==== Supplied data ====

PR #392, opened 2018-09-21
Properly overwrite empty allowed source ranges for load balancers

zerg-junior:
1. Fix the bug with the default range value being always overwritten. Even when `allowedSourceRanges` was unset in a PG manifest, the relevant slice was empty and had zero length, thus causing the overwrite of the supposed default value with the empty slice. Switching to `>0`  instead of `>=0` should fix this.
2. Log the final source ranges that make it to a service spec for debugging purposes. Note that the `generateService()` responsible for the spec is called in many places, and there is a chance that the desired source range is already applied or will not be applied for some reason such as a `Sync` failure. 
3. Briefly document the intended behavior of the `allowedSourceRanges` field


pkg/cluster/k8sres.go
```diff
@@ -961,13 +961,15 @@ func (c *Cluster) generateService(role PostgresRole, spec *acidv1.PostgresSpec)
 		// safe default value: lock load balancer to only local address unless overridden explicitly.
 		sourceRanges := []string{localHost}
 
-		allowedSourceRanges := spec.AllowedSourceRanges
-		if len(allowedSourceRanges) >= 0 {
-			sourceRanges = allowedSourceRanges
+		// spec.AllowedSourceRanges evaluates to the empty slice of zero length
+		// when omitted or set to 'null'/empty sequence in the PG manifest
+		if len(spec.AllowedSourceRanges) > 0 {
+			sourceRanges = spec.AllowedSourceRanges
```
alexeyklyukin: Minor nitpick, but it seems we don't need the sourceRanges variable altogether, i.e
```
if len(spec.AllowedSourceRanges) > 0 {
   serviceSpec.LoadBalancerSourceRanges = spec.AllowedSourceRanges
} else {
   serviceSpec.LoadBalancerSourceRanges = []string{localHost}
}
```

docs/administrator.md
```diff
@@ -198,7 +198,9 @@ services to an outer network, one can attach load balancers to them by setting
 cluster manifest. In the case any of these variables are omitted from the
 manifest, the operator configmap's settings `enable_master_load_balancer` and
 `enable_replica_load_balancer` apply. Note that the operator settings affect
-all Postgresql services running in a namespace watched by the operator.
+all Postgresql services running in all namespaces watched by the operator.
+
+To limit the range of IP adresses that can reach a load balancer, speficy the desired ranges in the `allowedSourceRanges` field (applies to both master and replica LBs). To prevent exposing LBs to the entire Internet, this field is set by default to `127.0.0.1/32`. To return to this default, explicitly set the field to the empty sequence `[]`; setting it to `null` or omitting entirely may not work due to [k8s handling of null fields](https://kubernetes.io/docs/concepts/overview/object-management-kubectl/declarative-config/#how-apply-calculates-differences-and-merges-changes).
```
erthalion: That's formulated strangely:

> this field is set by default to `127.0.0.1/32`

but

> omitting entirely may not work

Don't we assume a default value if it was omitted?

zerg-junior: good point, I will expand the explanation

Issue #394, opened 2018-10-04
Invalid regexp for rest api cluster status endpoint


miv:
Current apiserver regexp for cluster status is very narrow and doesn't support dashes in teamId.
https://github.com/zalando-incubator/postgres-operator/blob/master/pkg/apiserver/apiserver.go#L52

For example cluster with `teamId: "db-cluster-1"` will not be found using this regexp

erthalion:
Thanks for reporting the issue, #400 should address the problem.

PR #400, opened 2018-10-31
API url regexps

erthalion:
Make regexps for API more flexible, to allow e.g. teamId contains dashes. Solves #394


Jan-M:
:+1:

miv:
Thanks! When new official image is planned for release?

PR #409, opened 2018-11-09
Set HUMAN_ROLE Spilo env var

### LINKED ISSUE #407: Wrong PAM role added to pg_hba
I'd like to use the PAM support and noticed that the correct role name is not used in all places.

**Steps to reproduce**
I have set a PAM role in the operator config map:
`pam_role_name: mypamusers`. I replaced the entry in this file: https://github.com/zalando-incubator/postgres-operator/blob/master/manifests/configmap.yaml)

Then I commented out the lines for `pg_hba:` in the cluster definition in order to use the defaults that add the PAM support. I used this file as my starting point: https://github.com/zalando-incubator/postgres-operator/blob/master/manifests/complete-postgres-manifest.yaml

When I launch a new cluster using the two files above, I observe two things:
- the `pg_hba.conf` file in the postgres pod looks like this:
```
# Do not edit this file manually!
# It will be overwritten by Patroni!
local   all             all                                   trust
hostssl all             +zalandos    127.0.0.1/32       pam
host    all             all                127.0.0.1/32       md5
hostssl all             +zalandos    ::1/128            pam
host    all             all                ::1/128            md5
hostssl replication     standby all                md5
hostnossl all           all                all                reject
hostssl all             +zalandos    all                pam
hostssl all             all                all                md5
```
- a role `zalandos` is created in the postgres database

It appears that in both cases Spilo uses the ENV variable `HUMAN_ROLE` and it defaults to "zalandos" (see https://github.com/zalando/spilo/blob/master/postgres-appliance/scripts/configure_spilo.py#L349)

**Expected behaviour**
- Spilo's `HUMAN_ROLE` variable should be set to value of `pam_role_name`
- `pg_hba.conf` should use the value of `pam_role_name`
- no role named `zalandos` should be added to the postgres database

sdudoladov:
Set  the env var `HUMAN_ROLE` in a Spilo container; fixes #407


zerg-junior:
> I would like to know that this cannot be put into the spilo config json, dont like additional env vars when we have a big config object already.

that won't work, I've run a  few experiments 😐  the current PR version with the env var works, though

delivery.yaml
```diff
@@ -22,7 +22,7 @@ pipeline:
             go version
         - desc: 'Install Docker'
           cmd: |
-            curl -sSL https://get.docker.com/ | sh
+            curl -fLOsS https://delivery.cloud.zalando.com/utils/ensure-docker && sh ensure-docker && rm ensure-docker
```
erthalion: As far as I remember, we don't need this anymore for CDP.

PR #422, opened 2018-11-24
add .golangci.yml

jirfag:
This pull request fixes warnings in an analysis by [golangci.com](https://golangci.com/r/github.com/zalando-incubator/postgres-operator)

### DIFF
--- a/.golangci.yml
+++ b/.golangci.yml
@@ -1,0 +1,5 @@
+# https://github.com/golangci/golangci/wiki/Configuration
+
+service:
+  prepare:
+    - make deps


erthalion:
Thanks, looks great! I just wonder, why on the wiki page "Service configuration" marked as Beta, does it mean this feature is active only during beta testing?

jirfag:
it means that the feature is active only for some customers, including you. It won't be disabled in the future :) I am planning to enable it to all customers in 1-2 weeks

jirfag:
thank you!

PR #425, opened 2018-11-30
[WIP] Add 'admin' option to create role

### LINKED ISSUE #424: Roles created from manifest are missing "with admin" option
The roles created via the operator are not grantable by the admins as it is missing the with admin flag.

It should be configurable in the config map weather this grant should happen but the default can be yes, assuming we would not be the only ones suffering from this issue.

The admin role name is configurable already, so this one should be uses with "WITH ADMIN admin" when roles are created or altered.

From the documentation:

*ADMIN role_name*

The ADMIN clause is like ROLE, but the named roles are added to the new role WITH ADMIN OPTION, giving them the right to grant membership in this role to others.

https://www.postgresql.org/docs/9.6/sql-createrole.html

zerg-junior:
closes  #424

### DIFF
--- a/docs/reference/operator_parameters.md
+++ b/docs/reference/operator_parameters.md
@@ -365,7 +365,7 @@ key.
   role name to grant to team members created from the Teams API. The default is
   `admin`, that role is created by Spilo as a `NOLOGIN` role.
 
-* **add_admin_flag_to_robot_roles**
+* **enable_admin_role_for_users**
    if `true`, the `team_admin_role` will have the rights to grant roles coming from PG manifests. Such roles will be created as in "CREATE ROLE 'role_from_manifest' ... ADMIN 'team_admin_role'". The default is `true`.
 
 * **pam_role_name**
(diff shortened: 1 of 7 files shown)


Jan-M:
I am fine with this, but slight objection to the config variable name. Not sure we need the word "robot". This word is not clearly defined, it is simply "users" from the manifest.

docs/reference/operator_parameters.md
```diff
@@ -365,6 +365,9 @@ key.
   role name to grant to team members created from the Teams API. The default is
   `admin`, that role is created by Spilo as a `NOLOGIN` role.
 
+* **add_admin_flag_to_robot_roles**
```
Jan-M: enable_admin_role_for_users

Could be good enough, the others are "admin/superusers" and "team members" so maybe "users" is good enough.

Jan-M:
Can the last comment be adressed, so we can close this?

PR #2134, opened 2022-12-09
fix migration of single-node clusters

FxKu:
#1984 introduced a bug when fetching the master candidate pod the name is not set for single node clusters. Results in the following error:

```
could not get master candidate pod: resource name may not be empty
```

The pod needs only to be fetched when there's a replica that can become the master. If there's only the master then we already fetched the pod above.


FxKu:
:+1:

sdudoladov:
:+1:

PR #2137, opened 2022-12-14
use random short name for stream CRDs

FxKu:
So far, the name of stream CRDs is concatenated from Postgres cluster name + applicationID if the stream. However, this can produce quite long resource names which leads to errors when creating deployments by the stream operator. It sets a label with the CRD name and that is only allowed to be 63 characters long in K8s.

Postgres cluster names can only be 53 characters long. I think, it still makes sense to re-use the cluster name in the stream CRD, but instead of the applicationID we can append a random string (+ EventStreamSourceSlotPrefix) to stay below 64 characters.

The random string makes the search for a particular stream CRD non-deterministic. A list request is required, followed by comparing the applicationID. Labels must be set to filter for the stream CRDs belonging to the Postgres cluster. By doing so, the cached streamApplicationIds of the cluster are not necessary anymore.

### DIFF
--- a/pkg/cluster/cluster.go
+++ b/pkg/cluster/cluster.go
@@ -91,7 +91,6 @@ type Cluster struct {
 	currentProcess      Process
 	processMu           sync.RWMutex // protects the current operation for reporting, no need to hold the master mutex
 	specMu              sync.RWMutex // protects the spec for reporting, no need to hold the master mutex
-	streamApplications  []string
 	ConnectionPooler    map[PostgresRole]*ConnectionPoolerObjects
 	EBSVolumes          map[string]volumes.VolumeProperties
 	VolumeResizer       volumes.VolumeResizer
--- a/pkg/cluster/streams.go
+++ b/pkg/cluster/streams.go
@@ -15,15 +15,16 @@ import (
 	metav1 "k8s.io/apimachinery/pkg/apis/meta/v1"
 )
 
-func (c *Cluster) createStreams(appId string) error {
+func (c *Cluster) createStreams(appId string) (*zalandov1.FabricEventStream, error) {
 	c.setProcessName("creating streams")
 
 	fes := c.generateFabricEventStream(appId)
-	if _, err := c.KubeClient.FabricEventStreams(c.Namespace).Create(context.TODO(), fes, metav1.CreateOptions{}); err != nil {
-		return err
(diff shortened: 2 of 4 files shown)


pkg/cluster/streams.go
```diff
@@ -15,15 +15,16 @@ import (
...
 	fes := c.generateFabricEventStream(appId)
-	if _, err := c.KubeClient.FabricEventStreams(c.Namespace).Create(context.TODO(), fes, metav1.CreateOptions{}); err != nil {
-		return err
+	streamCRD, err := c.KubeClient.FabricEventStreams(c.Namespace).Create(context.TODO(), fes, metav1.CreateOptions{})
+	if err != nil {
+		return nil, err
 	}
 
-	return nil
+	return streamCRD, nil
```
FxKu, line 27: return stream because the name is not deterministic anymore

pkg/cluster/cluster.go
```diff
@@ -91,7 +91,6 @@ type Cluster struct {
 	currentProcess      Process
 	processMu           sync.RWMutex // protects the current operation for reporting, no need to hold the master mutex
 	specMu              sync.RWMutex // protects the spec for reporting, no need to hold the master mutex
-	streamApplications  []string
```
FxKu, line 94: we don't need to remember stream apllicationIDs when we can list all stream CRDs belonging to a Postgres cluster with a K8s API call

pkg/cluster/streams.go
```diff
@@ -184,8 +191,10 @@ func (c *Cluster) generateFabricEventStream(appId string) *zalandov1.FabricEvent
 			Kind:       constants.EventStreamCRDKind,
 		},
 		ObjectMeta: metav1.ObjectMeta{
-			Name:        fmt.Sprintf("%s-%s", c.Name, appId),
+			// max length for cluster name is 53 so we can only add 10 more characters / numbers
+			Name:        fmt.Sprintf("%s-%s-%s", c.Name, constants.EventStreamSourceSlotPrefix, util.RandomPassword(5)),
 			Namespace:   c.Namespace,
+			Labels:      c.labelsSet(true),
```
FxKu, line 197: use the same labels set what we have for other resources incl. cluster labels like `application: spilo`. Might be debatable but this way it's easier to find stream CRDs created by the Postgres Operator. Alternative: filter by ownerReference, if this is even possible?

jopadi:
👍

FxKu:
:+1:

====
==== Supplied data ====

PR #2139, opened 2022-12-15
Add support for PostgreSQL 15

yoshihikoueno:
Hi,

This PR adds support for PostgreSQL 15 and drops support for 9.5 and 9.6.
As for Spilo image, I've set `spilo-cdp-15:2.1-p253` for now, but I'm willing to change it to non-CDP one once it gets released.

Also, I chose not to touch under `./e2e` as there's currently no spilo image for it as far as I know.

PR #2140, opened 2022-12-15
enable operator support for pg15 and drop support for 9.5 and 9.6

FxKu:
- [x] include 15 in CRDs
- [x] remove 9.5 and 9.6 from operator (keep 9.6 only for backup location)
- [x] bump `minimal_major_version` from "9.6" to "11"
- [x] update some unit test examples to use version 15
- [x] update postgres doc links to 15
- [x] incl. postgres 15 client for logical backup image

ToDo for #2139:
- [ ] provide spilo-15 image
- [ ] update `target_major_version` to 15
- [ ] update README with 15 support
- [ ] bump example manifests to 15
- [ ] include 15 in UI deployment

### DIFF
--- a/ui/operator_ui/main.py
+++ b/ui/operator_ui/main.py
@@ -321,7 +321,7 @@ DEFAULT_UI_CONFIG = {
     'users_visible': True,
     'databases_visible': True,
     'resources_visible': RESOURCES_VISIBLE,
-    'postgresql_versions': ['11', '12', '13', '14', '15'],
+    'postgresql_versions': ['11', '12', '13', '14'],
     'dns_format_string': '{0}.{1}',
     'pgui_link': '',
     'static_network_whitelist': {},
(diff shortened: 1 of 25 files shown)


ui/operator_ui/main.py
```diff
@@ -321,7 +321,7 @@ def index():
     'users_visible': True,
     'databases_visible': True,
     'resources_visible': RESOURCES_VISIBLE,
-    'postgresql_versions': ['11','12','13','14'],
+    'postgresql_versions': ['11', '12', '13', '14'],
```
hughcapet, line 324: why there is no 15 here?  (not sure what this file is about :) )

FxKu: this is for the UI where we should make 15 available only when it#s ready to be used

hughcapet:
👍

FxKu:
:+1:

====
==== Supplied data ====

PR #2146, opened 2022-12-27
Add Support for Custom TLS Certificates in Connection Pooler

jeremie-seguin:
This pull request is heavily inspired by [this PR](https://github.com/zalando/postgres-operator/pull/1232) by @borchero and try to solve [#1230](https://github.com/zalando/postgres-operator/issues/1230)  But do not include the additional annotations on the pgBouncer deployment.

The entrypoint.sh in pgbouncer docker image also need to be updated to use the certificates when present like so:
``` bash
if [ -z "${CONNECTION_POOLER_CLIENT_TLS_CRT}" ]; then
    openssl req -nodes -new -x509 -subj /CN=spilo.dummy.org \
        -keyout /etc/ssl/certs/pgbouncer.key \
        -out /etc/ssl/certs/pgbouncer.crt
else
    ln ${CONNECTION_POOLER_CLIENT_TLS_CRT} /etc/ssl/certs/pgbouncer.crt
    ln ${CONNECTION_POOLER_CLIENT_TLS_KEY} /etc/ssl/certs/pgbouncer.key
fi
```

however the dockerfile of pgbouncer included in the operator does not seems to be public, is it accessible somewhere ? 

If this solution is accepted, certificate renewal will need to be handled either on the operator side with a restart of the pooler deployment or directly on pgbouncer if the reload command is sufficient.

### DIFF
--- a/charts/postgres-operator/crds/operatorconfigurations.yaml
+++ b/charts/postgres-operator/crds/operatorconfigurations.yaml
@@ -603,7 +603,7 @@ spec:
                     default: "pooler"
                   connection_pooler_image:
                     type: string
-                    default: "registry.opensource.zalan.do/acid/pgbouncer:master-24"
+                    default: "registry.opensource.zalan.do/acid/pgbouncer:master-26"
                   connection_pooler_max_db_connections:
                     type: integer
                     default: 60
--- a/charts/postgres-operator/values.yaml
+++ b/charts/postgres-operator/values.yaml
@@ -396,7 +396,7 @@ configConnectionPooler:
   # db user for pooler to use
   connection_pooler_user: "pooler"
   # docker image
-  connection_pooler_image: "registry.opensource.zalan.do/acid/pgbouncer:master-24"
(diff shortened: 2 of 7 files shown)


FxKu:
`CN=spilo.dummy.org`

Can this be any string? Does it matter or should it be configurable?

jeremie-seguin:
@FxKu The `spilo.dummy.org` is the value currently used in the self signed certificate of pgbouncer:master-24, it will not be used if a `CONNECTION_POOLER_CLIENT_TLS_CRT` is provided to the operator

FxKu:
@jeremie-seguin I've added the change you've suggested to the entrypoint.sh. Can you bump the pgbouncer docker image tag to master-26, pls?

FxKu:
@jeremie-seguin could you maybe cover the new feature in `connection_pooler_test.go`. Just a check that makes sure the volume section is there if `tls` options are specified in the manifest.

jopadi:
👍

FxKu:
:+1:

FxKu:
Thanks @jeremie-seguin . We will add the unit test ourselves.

====

Required action
In the listing above, locate the line containing "zerg-junior: good point, I" and the line containing "Thanks for reporting". Extract those two lines and every line between them, exactly as written, and only those.

Task response
zerg-junior: good point, I will expand the explanation

Issue #394, opened 2018-10-04
Invalid regexp for rest api cluster status endpoint


miv:
Current apiserver regexp for cluster status is very narrow and doesn't support dashes in teamId.
https://github.com/zalando-incubator/postgres-operator/blob/master/pkg/apiserver/apiserver.go#L52

For example cluster with `teamId: "db-cluster-1"` will not be found using this regexp

erthalion:
Thanks for reporting the issue, #400 should address the problem.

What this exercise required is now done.